▸ Work instructions: Using the data below, return all lines in which "closed" appears.

Given entries section start

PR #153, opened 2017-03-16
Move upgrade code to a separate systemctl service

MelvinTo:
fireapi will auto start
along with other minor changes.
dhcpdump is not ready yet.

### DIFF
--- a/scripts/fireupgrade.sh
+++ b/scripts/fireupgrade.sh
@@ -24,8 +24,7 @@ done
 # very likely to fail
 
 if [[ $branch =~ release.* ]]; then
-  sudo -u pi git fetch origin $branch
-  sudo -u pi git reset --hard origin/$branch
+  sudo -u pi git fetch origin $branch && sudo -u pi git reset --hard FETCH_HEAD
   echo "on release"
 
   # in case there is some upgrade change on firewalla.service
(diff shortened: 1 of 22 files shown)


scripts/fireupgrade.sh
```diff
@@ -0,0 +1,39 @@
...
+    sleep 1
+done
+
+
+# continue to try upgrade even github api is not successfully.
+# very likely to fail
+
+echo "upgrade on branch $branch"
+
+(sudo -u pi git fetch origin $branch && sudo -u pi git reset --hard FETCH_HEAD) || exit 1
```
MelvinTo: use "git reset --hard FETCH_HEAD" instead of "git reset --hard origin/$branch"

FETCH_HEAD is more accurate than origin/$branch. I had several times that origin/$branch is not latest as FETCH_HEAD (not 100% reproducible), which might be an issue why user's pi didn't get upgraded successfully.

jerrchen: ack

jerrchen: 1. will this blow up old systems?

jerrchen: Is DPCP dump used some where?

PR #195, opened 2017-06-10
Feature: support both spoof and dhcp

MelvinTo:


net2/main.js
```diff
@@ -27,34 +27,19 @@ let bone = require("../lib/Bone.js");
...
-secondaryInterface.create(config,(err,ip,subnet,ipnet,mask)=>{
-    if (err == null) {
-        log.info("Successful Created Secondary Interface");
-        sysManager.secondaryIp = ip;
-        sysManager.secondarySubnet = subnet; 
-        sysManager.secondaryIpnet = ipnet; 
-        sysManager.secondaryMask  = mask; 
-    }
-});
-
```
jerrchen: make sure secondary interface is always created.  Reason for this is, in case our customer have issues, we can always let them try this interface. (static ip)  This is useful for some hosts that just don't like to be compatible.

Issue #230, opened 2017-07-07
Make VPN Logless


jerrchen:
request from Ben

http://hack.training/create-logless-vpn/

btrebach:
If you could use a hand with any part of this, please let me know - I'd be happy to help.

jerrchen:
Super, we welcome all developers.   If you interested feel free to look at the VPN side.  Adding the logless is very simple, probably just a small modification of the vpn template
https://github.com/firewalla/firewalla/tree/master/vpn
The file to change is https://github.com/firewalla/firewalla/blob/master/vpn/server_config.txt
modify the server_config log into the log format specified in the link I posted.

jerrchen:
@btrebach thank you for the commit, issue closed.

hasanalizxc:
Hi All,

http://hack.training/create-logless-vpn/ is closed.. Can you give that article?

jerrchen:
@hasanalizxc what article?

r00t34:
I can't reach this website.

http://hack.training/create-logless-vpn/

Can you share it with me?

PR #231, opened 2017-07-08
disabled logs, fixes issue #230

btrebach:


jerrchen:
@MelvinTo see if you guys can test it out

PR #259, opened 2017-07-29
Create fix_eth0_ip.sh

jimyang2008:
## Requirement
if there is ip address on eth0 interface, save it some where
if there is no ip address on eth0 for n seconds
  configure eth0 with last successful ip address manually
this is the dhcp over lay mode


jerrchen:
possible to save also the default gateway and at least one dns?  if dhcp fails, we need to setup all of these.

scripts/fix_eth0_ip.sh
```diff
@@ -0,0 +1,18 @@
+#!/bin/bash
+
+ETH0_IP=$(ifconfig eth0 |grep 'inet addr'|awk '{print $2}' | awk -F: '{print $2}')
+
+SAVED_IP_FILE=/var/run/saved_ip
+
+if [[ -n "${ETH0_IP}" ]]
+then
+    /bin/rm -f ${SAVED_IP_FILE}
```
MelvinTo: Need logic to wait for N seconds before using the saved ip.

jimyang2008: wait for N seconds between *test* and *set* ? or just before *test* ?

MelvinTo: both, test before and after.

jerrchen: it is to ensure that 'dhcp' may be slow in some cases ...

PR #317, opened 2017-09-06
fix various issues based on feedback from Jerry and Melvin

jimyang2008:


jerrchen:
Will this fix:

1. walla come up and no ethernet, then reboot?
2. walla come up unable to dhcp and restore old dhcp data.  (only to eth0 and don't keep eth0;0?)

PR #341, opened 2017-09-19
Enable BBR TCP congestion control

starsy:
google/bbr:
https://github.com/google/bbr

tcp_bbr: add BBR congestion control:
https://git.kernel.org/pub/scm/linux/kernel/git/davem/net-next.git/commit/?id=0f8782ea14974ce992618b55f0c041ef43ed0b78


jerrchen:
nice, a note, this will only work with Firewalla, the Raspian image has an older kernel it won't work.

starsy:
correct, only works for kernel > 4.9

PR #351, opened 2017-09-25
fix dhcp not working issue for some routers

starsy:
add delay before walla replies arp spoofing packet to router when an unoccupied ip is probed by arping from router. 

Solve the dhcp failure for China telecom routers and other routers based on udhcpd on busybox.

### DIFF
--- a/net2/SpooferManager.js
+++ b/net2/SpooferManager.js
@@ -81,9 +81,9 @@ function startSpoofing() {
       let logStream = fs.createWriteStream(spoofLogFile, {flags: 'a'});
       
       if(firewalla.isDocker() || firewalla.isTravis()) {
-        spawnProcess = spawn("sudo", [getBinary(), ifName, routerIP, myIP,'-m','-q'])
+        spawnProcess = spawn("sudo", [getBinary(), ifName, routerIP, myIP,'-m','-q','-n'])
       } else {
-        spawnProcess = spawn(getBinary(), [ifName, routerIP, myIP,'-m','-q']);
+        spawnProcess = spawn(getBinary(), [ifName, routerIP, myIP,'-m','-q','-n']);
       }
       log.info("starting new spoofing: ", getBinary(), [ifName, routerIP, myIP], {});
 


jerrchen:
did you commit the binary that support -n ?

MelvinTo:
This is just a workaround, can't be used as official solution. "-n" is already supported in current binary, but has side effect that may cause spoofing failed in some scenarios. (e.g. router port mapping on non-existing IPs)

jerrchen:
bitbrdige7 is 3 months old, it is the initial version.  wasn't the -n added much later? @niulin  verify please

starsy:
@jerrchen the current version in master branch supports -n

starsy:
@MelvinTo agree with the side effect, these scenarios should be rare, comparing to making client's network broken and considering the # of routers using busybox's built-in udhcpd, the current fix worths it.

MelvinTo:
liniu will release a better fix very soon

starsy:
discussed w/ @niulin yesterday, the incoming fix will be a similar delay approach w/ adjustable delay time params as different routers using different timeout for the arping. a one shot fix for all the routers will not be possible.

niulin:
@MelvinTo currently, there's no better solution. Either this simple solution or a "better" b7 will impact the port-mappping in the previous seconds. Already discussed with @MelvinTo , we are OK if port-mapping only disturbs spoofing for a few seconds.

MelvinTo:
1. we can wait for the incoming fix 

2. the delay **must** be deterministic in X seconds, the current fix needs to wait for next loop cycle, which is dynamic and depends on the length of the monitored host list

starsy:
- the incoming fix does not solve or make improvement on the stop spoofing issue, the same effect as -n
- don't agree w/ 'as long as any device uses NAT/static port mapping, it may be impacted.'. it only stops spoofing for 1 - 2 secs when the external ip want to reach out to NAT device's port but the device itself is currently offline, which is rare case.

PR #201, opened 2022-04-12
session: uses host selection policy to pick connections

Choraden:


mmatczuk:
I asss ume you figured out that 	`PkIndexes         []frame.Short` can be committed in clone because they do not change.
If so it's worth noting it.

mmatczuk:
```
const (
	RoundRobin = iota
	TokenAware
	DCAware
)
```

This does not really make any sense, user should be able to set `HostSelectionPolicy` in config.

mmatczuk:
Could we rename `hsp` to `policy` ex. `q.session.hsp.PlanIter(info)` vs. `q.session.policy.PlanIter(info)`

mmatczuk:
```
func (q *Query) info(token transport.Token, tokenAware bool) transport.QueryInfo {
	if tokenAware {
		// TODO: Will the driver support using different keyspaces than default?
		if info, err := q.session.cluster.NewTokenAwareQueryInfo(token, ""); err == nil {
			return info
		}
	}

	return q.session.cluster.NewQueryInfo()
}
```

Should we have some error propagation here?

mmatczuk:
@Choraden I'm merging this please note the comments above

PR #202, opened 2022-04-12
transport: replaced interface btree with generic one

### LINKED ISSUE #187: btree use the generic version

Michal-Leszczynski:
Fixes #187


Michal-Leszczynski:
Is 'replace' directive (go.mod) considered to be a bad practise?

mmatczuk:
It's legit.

Given entries section end
Given entries section start

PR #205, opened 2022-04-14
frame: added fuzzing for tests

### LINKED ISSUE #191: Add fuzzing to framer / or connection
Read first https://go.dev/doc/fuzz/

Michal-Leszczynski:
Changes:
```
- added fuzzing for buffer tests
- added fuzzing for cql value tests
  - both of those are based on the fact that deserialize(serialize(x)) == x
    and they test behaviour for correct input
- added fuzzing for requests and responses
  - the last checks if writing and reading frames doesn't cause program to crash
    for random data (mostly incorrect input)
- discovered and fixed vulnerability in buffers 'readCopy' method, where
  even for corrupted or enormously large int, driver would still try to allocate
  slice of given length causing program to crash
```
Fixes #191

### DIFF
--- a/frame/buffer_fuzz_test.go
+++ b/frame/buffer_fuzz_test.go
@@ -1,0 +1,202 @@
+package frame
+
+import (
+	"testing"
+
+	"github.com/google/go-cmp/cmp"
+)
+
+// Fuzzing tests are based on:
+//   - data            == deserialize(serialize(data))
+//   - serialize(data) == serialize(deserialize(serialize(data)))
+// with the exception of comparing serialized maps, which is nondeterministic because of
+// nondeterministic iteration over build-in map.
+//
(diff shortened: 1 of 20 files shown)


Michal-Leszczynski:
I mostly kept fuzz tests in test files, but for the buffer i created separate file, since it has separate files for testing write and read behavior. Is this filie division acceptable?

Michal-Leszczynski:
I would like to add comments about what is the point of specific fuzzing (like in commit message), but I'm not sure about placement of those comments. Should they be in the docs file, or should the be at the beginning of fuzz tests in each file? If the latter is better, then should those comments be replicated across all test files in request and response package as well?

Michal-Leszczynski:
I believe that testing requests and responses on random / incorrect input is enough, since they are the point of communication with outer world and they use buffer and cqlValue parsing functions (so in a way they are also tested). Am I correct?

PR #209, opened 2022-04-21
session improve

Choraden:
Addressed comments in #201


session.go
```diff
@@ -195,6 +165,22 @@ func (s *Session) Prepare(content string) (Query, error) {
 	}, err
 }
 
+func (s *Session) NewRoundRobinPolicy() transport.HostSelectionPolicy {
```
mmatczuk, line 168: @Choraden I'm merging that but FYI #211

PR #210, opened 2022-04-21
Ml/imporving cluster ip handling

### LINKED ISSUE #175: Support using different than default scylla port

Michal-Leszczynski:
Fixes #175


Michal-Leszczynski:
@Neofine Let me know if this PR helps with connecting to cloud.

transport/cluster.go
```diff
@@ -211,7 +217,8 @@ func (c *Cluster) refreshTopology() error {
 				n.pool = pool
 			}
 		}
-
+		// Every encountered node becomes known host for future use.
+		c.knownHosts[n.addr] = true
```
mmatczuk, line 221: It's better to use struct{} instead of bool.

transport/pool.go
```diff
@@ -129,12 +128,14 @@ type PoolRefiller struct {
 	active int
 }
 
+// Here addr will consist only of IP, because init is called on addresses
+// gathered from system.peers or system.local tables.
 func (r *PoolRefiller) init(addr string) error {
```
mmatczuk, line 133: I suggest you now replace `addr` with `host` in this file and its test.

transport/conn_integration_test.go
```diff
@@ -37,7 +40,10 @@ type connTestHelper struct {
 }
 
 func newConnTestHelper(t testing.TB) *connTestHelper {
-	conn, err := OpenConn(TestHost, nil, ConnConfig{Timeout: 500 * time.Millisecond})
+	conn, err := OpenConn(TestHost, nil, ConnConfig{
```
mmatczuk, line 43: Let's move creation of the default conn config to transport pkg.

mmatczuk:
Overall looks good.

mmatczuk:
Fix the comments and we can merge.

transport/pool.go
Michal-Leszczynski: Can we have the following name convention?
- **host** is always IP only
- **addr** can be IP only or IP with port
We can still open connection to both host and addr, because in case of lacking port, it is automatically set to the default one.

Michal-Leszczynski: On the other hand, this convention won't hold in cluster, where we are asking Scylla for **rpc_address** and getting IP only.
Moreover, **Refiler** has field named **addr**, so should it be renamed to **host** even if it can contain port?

Given entries section end

▸ Solved problem:
@btrebach thank you for the commit, issue closed.
http://hack.training/create-logless-vpn/ is closed.. Can you give that article?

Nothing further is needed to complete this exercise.